Which lines below include "shortened"? Copy them all.

INPUT MATERIAL:
· · · ·

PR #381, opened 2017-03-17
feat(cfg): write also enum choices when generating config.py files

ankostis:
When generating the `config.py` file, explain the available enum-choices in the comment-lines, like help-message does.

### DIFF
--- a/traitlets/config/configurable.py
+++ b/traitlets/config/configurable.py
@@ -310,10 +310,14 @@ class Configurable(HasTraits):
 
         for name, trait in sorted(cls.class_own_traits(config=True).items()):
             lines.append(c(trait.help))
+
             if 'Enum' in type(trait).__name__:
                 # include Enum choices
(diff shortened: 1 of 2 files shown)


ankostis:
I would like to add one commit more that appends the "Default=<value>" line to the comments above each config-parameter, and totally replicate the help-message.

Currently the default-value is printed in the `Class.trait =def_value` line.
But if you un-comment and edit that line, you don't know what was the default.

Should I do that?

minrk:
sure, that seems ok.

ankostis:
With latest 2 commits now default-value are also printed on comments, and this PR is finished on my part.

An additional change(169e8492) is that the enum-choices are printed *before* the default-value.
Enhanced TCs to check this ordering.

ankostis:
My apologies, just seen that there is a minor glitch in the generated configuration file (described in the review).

· · · ·

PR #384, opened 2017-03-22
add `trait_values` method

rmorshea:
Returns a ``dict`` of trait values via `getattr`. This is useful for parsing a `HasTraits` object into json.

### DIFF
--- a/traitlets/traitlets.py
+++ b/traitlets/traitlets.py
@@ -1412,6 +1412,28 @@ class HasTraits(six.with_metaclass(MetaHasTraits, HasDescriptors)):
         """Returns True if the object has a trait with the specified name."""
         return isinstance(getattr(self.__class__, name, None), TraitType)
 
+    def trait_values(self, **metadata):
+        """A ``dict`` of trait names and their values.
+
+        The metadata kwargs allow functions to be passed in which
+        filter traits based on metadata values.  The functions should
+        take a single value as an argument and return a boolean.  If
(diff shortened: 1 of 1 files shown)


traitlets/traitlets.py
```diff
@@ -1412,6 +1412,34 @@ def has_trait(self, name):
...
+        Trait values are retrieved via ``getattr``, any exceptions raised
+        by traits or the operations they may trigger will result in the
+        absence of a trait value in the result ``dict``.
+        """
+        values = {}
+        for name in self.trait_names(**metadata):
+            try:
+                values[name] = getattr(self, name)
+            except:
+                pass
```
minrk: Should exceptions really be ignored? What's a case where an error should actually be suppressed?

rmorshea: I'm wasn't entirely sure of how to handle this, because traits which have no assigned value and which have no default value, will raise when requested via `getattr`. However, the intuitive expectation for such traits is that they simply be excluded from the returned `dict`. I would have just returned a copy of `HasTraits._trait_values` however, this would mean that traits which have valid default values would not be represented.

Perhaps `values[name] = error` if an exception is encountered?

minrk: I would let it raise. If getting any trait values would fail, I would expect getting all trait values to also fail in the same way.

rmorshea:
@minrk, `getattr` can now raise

· · · ·

ANSWER AREA:
(diff shortened: 1 of 2 files shown)
(diff shortened: 1 of 1 files shown)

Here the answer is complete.